Tasks included moving hands to the head while sitting or standing (ambulatory patients only), rising from seat or walking. During analysis parameters like time, smoothness of movement, compensatory movements, symmetry of movement etc could be measured by analysis tool.

Authors also assessed how user friendly the app was (very). The only suggestion was to improve timing of reminders for performing tasks. Tasks were easy to perform based on instructions. However authors indicate that patients and families interpreted the tasks in different ways.

This different interpretation complicated analysis. Authors conclude that loss of symmetry, smooth movement and increases in compensatory movements are signs of disease progression that they can detect with the tool.

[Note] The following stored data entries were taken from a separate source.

Issue #1844, opened 2022-11-29
Shibboleth.pm - 025010a should be reverted


jmacdone:
This change from https://github.com/openwebwork/webwork2/commit/025010a5b077b201eda13451877979ebe8875d31
```
- my $user_id = $ENV{$ce->{shibboleth}{mapping}{user_id}};
+ my $user_id = $ce->{shibboleth}{mapping}{user_id};
```
causes `$user_id` to be assigned name of the environment variable, rather than the desired value.

For example, from v2.16:
```
[Tue Nov 29 09:25:38.624653 2022] WeBWorK::Authen::Shibboleth::get_credentials: user_id is user_id
```
and after (manually) reverting, we get
```
[Tue Nov 29 10:32:38.20267 2022] WeBWorK::Authen::Shibboleth::get_credentials: user_id is jmacdone
```

jmacdone:
FWIW, in the above example, the sysadmin is extracting what is typically referred to as `uid` instead as `user_id` and had `localOverrides.conf` set accordingly.

    jmacdone@webwork2:/etc/shibboleth$ grep user_id attribute-map.xml
    <Attribute name="urn:oid:0.9.2342.19200300.100.1.1"  id="user_id" />

and

    jmacdone@webwork2:/opt/webwork/webwork2/conf$ grep "'user_id'" localOverrides.conf
    $shibboleth{mapping}{user_id} = 'user_id';

taniwallach:
@jmacdone - Thanks for reporting this. It certainly looks like a serious bug, and something to fix for WW 2.17 using a hot fix. I just created https://github.com/openwebwork/webwork2/pull/1845

@xcompass @mgage @drdrew42 @drgrice1 Could one of you take a look?

The problematic changes got in to the system via https://github.com/openwebwork/webwork2/pull/1056.

The Apache `mod_shib` documentation https://wiki.sunet.se/display/SWAMID/1.2+Configuring+Apache+Web+Server+to+use+Shibboleth  indicates that the data provided by the Identity Provider is intended to be accessed via "HTTP environment variables", namely via `$ENV` as was done, and you want to fix in one place.

[...]

Issue #1039, opened 2019-10-18
Use of ENV is not needed for getting configuration from localOverride.conf file


SumitLubal:
https://github.com/openwebwork/webwork2/blob/6df44736610e457c1d30ac133e2890451258b49d/lib/WeBWorK/Authen/Shibboleth.pm#L78

SumitLubal:
Here is the PR to fix this issue
https://github.com/openwebwork/webwork2/pull/1044

PR #1845, opened 2022-11-30
Shibboleth fix - hotfix

taniwallach:
Intended to fix https://github.com/openwebwork/webwork2/issues/1844 for WeBWorK 2.17.

Note the second commit is just from running perltidy on the file, so review should focus on the changes in the first commit.

### DIFF
--- a/lib/WeBWorK/Authen/Shibboleth.pm
+++ b/lib/WeBWorK/Authen/Shibboleth.pm
@@ -75,9 +75,9 @@ sub get_credentials {
 		return $self->SUPER::get_credentials( @_ );
 	}
 
-	if ( defined ($ce->{shibboleth}{session_header}) && defined( $ce->{shibboleth}{mapping}{user_id} ) ) {
+	if ( defined ($ENV{$ce->{shibboleth}{session_header}}) && defined( $ENV{$ce->{shibboleth}{mapping}{user_id}} ) ) {
 		debug('Got shib header and user_id');
-		my $user_id = $ce->{shibboleth}{mapping}{user_id};
+		my $user_id = $ENV{$ce->{shibboleth}{mapping}{user_id}};
 		if ( defined ($ce->{shibboleth}{hash_user_id_method}) &&
 		     $ce->{shibboleth}{hash_user_id_method} ne "none" &&
 		     $ce->{shibboleth}{hash_user_id_method} ne "" ) {


drgrice1 (changes requested):
I assume you are doing this to address issue #1844.  I think that this needs to be investigated more carefully.  This was changed bu @SumitLubal  in 2019 for specifically the opposite reason.  I suspect that the usage of the Shibboleth authentication varies and this is actually an issue with different institutions using incompatible setups.  We can't keep switching this back and forth to satisfy the institution that is currently paying attention.  The setup of Shibboleth needs proper documentation.  I highly suspect that this is in fact the wrong way for this change to be made.

jmacdone:
Looking at #1039, if the intent was to change the conditional from "is shibboleth working" to "is shibboleth configured" then most of #1044 was correct, but this extra $ENV removal on line 80 was an oversight and introduces a breaking bug.  https://github.com/openwebwork/webwork2/pull/1044/commits/189ad0a15fd045993a0190feaa8be21d318c8b5d

jmacdone:
Or, more explicitly, instead of a full revert, perhaps just this will address both #1844 and whatever intentions/concerns @SumitLubal had.
```diff
--- a/lib/WeBWorK/Authen/Shibboleth.pm
+++ b/lib/WeBWorK/Authen/Shibboleth.pm
@@ -77,7 +77,7 @@ sub get_credentials {

        if ( defined ($ce->{shibboleth}{session_header}) && defined( $ce->{shibboleth}{mapping}{user_id} ) ) {
                debug('Got shib header and user_id');
-               my $user_id = $ce->{shibboleth}{mapping}{user_id};
+               my $user_id = $ENV{$ce->{shibboleth}{mapping}{user_id}};
                if ( defined ($ce->{shibboleth}{hash_user_id_method}) &&
                     $ce->{shibboleth}{hash_user_id_method} ne "none" &&
                     $ce->{shibboleth}{hash_user_id_method} ne "" ) {
```

taniwallach:
@jmacdone Can you confirm that Shibboleth authentication is working properly for you in WW 2.16 or WW 2.17 after you make the patch you mentioned.

@drgrice1 I don't think the changes from 2019 make sense. @mgage merged https://github.com/openwebwork/webwork2/pull/1056 into develop, but wrote that he could not test it.

Note: The thread at https://webwork.maa.org/moodle/mod/forum/discuss.php?d=8176 indicates that Shibboleth was working properly in WW 2.14, and that Kevin de la Cueva worked with some people from his institution (@jmacdone ?) to debug the issue and they also made some updates to the documentation.

The documentation at https://webwork.maa.org/wiki/External_(Shibboleth)_Authentication may be partial, but is all we have to go by unless someone who uses Shibboleth updates it more. @jmacdone made some updates recently: https://webwork.maa.org/mediawiki_new/index.php?title=External_%28Shibboleth%29_Authentication&type=revision&diff=23211&oldid=12816

Reading the code raises the question of how setting the `$user_id` value to be used by WeBWorK to a static value set in the WeBWorK configuration (`$ce->{shibboleth}{mapping}{user_id}`) is supposed to make the authentication work. That issue is the core of what was reported in https://github.com/openwebwork/webwork2/issues/1844 . I don't see how an incompatible Shibboleth configuration would get that change to work, as `mod_shib` should not have any means of writing into some value inside the course environment to provide a valid user_id value for whatever user is trying to authenticate.

As I understand the debug line between the two lines with changes, it pretty clearly indicates that the test was intended to be that the "data" arrived and not that the configuration was made.

If checking that the relevant configuration settings were made is helpful, then those checks should be in addition to the test that `mod_shib` actually sent the expected data and not instead of it. Testing that the relevant configuration was made on each authentication and not that `mod_shib` sent the data expected seems to me to be relatively pointless in production, but having additional such tests is not harmful. However, I suspect that if the configuration settings are not made, then the tests should just fail anyway.

---

The different between institutions mentioned seems only to be in terms of the "field name" to which `attribute-map.xml` for Shibboleth is extracting the data provided by the Identity Provider. The need to extract the relevant data and to set the WW configuration to find it in the correct "field name" seems reasonably well documented in the Wiki page after the recent changes by @jmacdone.
```
# define mapping between shib and webwork
# use the id value of one of attributes being provided/extracted in shibboleth/attribute-map.xml
# eppn, uid, persistant-id are common choices
#$shibboleth{mapping}{user_id} = 'eppn'; 
$shibboleth{mapping}{user_id} = 'uid';
```

jmacdone:
Confirming the patch from https://github.com/openwebwork/webwork2/pull/1845#issuecomment-1332843401 is working in 2.16 (or at least that's what `VERSION` says).  I didn't touch the conditional.

And, yes, Kevin de la Cueva and I are colleagues.  He's sysadmin for webwork and I'm lead for identity management.   The forum post and #1844 are related.

drgrice1:
@taniwallach:. It does not make sense to get the user id from the course environment.  Not does it make sense to get the user id from a system environment variable.  

This should be put on hold until the documentation is updated and proper investigation into the workings of Shibboleth authentication is done.  Clearly the documentation is quite out of date as it refers to running WeBWorK in the root HTML directory which has not worked correctly for years (although that is fixed in the develop branch).

jmacdone:
>Nor does it make sense to get the user id from a system environment variable.

That's how mod_shib does its thing, though.  It presents SAML assertion attributes as environment variables.  (They also support injecting request headers, but that's not recommended)
https://shibboleth.atlassian.net/wiki/spaces/SP3/pages/2065335257/AttributeAccess

drgrice1:
I'm that case mod_shib is an unsecure hack and support for it should be dropped. Passing login information via environment variable is insane.

jmacdone:
IDK, @scantor is pretty fanatical about security.

>The safest mechanism, and the default for servers that allow for it, is the use of server variables. [...] that cannot be manipulated in any way from outside the web server. Specifically, the client has no say in them.

drgrice1:
@jmacdone:  I don't know who that is.  Nor do I care.  Quoting some obscure individual doesn't make any real difference here on the incorrect usage of environment variables.  It also doesn't fix the fact that Shibboleth authentication has been hacked into WeBWorK with no proper documentation, and is an obscure authentication method used by very few institutions.  Making it a prime candidate for removal from the code base.  If you or someone is willing to step in and do the footwork to update the documentation and the code, and provide methods by which this can be tested, then there is hope for the module.

taniwallach:
@jmacdone Thanks for your comments and for the issue report. Without someone reporting that Shibboleth authentication was broken - we simply would not have known, as the current development team does not have the ability to test all the existing features before each release. Please understand that the development team are all volunteers and @drgrice1 in particular has been making very significant contributions to improving WeBWorK. At times he can get a bit upset at all the hacked up parts of the system and the history of merging in code from just about anyone. His feedback has been very valuable to me on work I have done, and I certainly appreciate working with him even if at times I get a tongue lashing. I hope that you and CSUSB might be willing to help keep Shibboleth authentication viable for the next release of WeBWorK.

> > Nor does it make sense to get the user id from a system environment variable.
> 
> That's how mod_shib does its thing, though. It presents SAML assertion attributes as environment variables. (They also support injecting request headers, but that's not recommended) https://shibboleth.atlassian.net/wiki/spaces/SP3/pages/2065335257/AttributeAccess

@drgrice1: Sorry, but my response is also a bit of a rant, and certainly very long. In short - I still think this is a justified hot fix, that you were missing some of the fine details and did not fully consider the background, and that any significant changes/improvements/redesign for `Shibboleth.pm` should be worked on for develop.
  1. In this case - I think you are being a bit too antagonistic.
     - @jmacdone proposed a bug fix to an existing feature (working in WW 2.15 AFAIK but broken in 2.16 and 2.17) which breaks functionality on which his institution depends.
     - The development team accidentally merged code which caused this bug.
     - I took his bug report and proposed fix and set up this hot fix PR.
     - @jmacdone has confirmed that the patch fixes the bug in production.
     - Accepting the patch will allow institutions which want to use Shibboleth to use the current release of WeBWorK without needing to locally patch the bug.
     - All in all, this seems a totally valid case where a hot fix is appropriate.
     - Can we consider addressing the big issues in the future and focus on the small patch at present?
  2. Let's please make @jmacdone on other non-developers feel appreciated for being willing to participate in reporting bugs, proposing fixed and taking part in the discussions.
  3. The `%ENV` hash in `mod_perl` provides access to "regular" environment variables and also to "server variables" set by Apache and Apache modules. `mod_shib` is providing data via "server variables". (See below.) Understanding that distinction seems important, and hopefully will make the code seem at least somewhat less evil than you thought it was.
  4. SAML via Shibboleth seems to be the only modern SSO option available for WeBWorK at present. As such, it does not seem that wise to leave it broken in the current release when only a small fix is needed. It would also be nice if the feature remained feasible for WeBWorK 2.18, but getting there will certainly require some help from institutions with a vested interest in this feature. 
  5. We accepted https://github.com/openwebwork/webwork2/pull/1734 to improve CAS authentication for 2.17 even though it is apparently only used now at UC Berkeley, while Shibboleth certainly has a larger potential audience. Thus, being "an obscure authentication method used by very few institutions" is not an absolute reason to block a PR.
  6. It is probably true that Shibboleth authentication for WeBWorK is apparently not very widely used (no one who upgraded to WW 2.16 or WW 2.17 reported the bug until now). The low popularity is probably because many institutions can make use of LTI which also can handle account creation. However, we really have no idea how many institutions are using Shibboleth authentication with WeBWorK. Here are some that apparently do (or did in the past):
     - UBC: @xcompass seems to still be using it, in addition to LTI from Canvas.
     - NCSU: @jmacdone (https://delta.ncsu.edu/about-delta/people/name/jonathan-champ/) did some cleanup to the code, and they seem to be using it there. Picking a course at https://webwork.wolfware.ncsu.edu/webwork2/ brings up a Shibboleth login page.
     - CSUSB (but on WW 2.13) https://webwork.csusb.edu/webwork2  (Kevin de la Cueva is listed there https://www.csusb.edu/profile/kevin.delacueva but apparently is now involved with the NCSU webwork server)
     - University of Galway: Niall Madden posted (2021) about using it in https://webwork.maa.org/moodle/mod/forum/discuss.php?d=4881
     - Ted Boggs also posted (2018) about using it in https://webwork.maa.org/moodle/mod/forum/discuss.php?d=4329
  7. You are welcome to read more about SAML and Shibboleth if you want to spend the time on it now, but my impression is that Shibboleth is pretty well accepted, as are the mechanisms of using it with Apache, nginx and other web servers. 
  8. It seems to me that @xcompass followed what were then accepted practices for WW when he coded the module, and later fixed some serious bugs before the code became stable enough and dormant. As such that fixing the existing bug which accidentally got merged in 2019 is not a terrible thing to do.
  9. The existing approach to Shibboleth authentication will certainly **not work** for WeBWorK 2.18 since that will be running in Mojolicious and not directly in Apache. There will not be any access to `%ENV` to get attributes provided by `mod_shib`.
     - The authentication mechanism will apparently need to be split between what happens in a reverse proxy and what gets done in WeBWorK.
     - The mechanisms to do that will need to be designed. implemented and tested.
     - As such, we will need to consider whether we can support Shibboleth for 2.18, and if so how.
     - Hopefully some of the institutions which use Shibboleth can help us with the necessary work and testing for 2.18.
     - If not, then 2.18 may be forced to deprecate the Shibboleth support, until some interested parties take an interest in helping to get it working again.
  10. The `lib/WeBWorK/Authen/Cosign.pm` authentication module also depends on accessing something from `$ENV` (and old notes indicate that it was the model on which Shibboleth.pm was based.) Hence, attacking the current state of `lib/WeBWorK/Authen/Shibboleth.pm` for doing that is something to we can look into fixing in the future, but should not be using to challenge @jmacdone's attempt to get the feature working again. In any case, that mechanism is certainly not relevant for develop/WW 2.18 so will break both these authentication modules.
  11. Like many parts of WeBWorK - the documentation about Shibboleth authentication is not as detailed or well maintained as it could be. As I pointed out above @jmacdone already did made some improvements to the Wiki page in order to somewhat improve the documentation. I'm not sure that much additional work on that documentation now is a really a worthwhile investment of someones time and effort, as anything done will almost certainly become pretty irrelevant for WW 2.18 or at least require very significant revision.

---

There is a pretty nice explanation of the whole SAML authentication process at https://hungreyweasel.wordpress.com/2020/05/10/saml-ssos-shibboleth-sp-reverse-proxy/

WeBWorK would be the Service Provider, and some remote system will be the Identity Provider.

---

About the manner in which Shibboleth integrates with web-servers, that is apparently the accepted practice recommended by a pretty big consortium which is quite interested in security. Their documentation does try to clear emphasize some of the potential problems, in particular the dangers of passing authentication response information to a proxied service via request headers and how to suitable protect that approach.

Apache differentiates between system environment variables and server environment variables. See: https://httpd.apache.org/docs/2.4/env.html  so at least potentially the Shibboleth provided data is somewhat more protected than a regular environment variable. From that I understand from the documentation, when an external CGI script or the like would need to access server environment variables they would need to be converted to regular environment variables. However, `mod_perl` is running inside Apache so should have direct access to them, based on `mod_perl` putting the data into the `%ENV` hash available to the Perl code.

It looks like it should be possible to access the same data via something like `$r->subprocess_env( $key )` from 
according to 
https://perl.apache.org/docs/1.0/api/Apache.html#_r_E_gt_subprocess_env___key____value___
and if you feel that is significantly more secure - we could see if that works.

---

Looking ahead with regards to develop/WW 2.18, there is a post which explains how to set up nginx acting as a reverse proxy to provide the Shibboleth authentication response data to a back-end app via **request headers** (as a reverse proxy cannot really use any more secure mechanism) at https://tcg.stanford.edu/?p=131 . There are also explanations at https://github.com/nginx-shib/nginx-http-shibboleth#configuration and that pretty clearly indicates that reverse proxy setup will need to use the **less secure** request header approach to passing data (and thus first clear ones which matter) as the mechanism to pass the data to the back-end. 

Note also that newer material indicates that more recent versions of nginx support dynamic module loading, which may allow avoiding a need to locally compile nginx to use it as a reverse proxy handling the Shibboleth authentication. https://github.com/nginx-shib/nginx-http-shibboleth/


---

For the future, we could possibly consider replacing Shibboleth with an alternative SAML authentication mechanism, which would be a more generic solution (supporting multiple Identity Providers, not just Shibboleth.

  1. SAML is apparently quite a complicated protocol and has been evolving over time. The Shibboleth consortium have far more interest in maintaining a working free/open implementation of a SAML authentication system than we do.
  2. There is a suitable Perl module https://metacpan.org/pod/Net::SAML2 but we would need to code the full authentication mechanism using the features provided. There is a tutorial at https://github.com/perl-net-saml2/perl-Net-SAML2/blob/master/TUTORIAL.md
  3. The Mojo::SAML module does not seem to be maintained and is marked as highly experimental, so probably not something to consider.

scantor:
> Note that it is not actually less secure to use the request. Where do you thing mod_shib gets the user_id from?
> That doesn't just magically appear in the environment variable on the server. It ultimately comes from the request.

If you're going to insult me, and my work, you probably want to avoid being wrong. The Shibboleth SP module runs inside Apache and it most certainly *does* "magically" (not really, but your words, not mine) put the user identity and anything else into the request, the same as most any other complex Apache authentication module does. It sure as hell does not get it "from the request", ultimately or otherwise.

If you don't understand why using headers vs. system/server variables is a fundamentally different risk posture for an application, you should do some more research.

Anyone who's not a giant ass is welcome to ask anything they'd like on the Shibboleth users mailing list if there are questions about how it works in the context of your project.

drgrice1:
@scantor:  I did not insult your work.  I still don't know who you are.  Someone involved with Shibboleth development apparently.  However, you still are incorrect.  There is an initial request from somewhere that contains the users identifying information.  I did not say headers, I said request.  That is ultimately where the identifying information comes from.  There never is magic.  Magic doesn't exist.  Perhaps you should do some more research.

scantor:
@drgrice1: Yes, you did. I don't need to research how my own code works, and I don't need to really demonstrate to anybody else in this thread that you're being an ass. To the others that need any help, you know where to find it.

drgrice1:
Your name should never have been mentioned in this conversation.  I really did not mean to offend you, and I would appreciate it if you did not jump into a conversation after someone offhandedly mentioning your name, and taking offense for no real reason.  Furthermore injecting insults is just not appropriate.

taniwallach:
> I am fine with patching this in for now after you change this as @jmacdone suggested to only add the `ENV` usage back on the user_id.

@drgrice1 Why? What benefit do you see to testing only on whether the configuration was made?

AFAIK The original code and that proposed here will also fail the test when either the configuration is not made (as it will be essentially trying to access `$ENV{undef}`) or when `mod_shib` failed to provide the expected data. If we want to be more proactive, we could test all 4 conditions.

We do not want to try to set `$user_id` (which will be the identity of the user who gets connected if the authentication succeeds) using `$ENV{ $ce->{shibboleth}{mapping}{user_id} }` if Shibboleth did not send WW the value to use, so why enter the block of code without that value available?

As such, do not think that testing only that the configuration was made is the right thing to do. It is far to clear to me why @SumitLubal requested/submitted such a change.

> Note that it is not actually less secure to use the request. Where do you thing `mod_shib` gets the user_id from? That doesn't just magically appear in the environment variable on the server. It ultimately comes from the request.

If comes from data which an identity provider sent to the client and then on to our server in SAML assertions which were cryptographically signed and that signature gets verified by `mod_shib`. All the work to make the SAML handshake safe and reliable is handled by `mod_shib` and the identity provider. That is about as secure as SSO can be. `mod_shib` needs to provide data to back-end code which needs it, but is supposed to provide it only if the entire process followed the SAML standard. A plain HTTP request header can be added by any remote user with enough savvy.

> As I said, someone that cares about Shibboleth authentication needs to become actively involved in the development of the module if there is any hope for its future. That includes the promise of maintaining and supporting the module. Not just a one and done, hack something in, and disappear as is what is being done for many of these things (like Cosign, Caliper, etc). Most open source projects don't allow things like this to be added without the promise of continued maintenance. We shouldn't either.

That would be very nice, but may be too much to ask for. Maybe we can find someone who will commit to say 18 months of support, so that the code can get deployed and tested in the real world, and improvements and fixes can be made. Once it is "stable" - hopefully some degree of further involvement may continue, but at a lower level of committment.

By the way, I ran into some web page https://incommon.org/case-study-lafayette-college/ where it was mentioned that Shibboleth can integrate with CAS (Central Authentication System) as a back-end. It seems that CAS is still alive outside of UC Berkeley, but is hidden behind other things. From there I discovered that InCommon is maintaining a set of Docker containers of identity management use. See: https://spaces.at.internet2.edu/display/ITAP/InCommon+Trusted+Access+Platform+Release
It could be that those containers could make it possible for us to do some testing against Shibboleth with far less effort than setting up a system from scatch would require.

drgrice1:
I was hoping that @SumitLubal would comment on why the change was made in 2019.  Since that isn't happening, lets just revert the code to what it was before that.  Note that for webwork 2.18 none of this will work.  The Mojolicious app will not have access to these environment variables from the apache process.  So unless someone steps up to maintain the Shibboleth authentication module, it will be dropped.

There is one change that needs to be made to this pull request though, before it is merged.  That is, please remove the perltidy commit.  I know that with the develop branch I would insist on that, and the workflow I added would check that, but the main branch was before all of that.  The perltidy changes will only serve to create merge conflicts later when we merge the develop branch for the next release.  The corresponding change to the develop branch will need the perltidy bit.  There are going to be merge conflicts in any case, but they won't be as extensive without the perltidy part.

taniwallach:
> There is one change that needs to be made to this pull request though, before it is merged. That is, please remove the perltidy commit.

Done. Force pushed to drop the perltidy commit.

drgrice1 (approved):

jmacdone:
> Shibboleth is pretty well accepted, as are the mechanisms of using it with Apache, nginx and other web servers

This is the awareness I was hoping for.  Citing @scantor was deliberate and intended to counter the prejudicial claim of Shibboleth being a "obscure", "insane", "unsecure hack".  Scott is certainly not obscure in security circles and many of us owe our careers to Scott's decades of dedication to the Shibboleth Consortium and authentication in general.  I'm glad he was able to stop in to say "hi".

> Shibboleth authentication has been hacked into WeBWorK

I totally get @drgrice1's point that it's unfun to try to maintain something the project is unequipped to test.  Pragmatically, since webwork isn't using hardly any shibboleth features, I speculate our institution could likely get by using that `Cosign.pm` plugin as [mod_shib is happy enough to set REMOTE_USER if asked](https://shibboleth.atlassian.net/wiki/spaces/SP3/pages/2065335257/AttributeAccess#REMOTE_USER).

> possibly consider replacing Shibboleth with an alternative SAML authentication mechanism

Just to seed a thought: expanding Shibboleth support could provide a funding mechanism.  Have a WeBWorK SaaS that is part of the InCommon Federation and I know our management would more than happy to cut a check.

But, yes, just using the SAML subset does make it more appealing to folks using, say, AD FS.  And, it's arguably easier to containerize apps that don't need the separate shibboleth sp daemon.

> Apache differentiates between system environment variables and server environment variables. See: https://httpd.apache.org/docs/2.4/env.html 

I've received private messages on this as well, highlighting that this is likely the core of the misunderstanding.  @scantor was right (as he always is) to refer to (what I'm accustomed to calling) environment variables as server variables in the documentation.

---------------
tl;dr thanks for taking the time to review the bug report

Of course this is a pilot and more work is needed, eg to make instructions more clear (I propose a training session with the families), to standardize equipment (eg low vs high backed chair, or height of chairs).

Natural history has to be captured, hopefully also with patients in transfer transition stage. But the study shows feasibility which is an important first step. Also, with the pandemic it is clear that also including analyses at home is prudent.

And I like that it was a collaboration with patients, so things that mattered to them were captured. Looking forward to additional work from this group and others in the same field.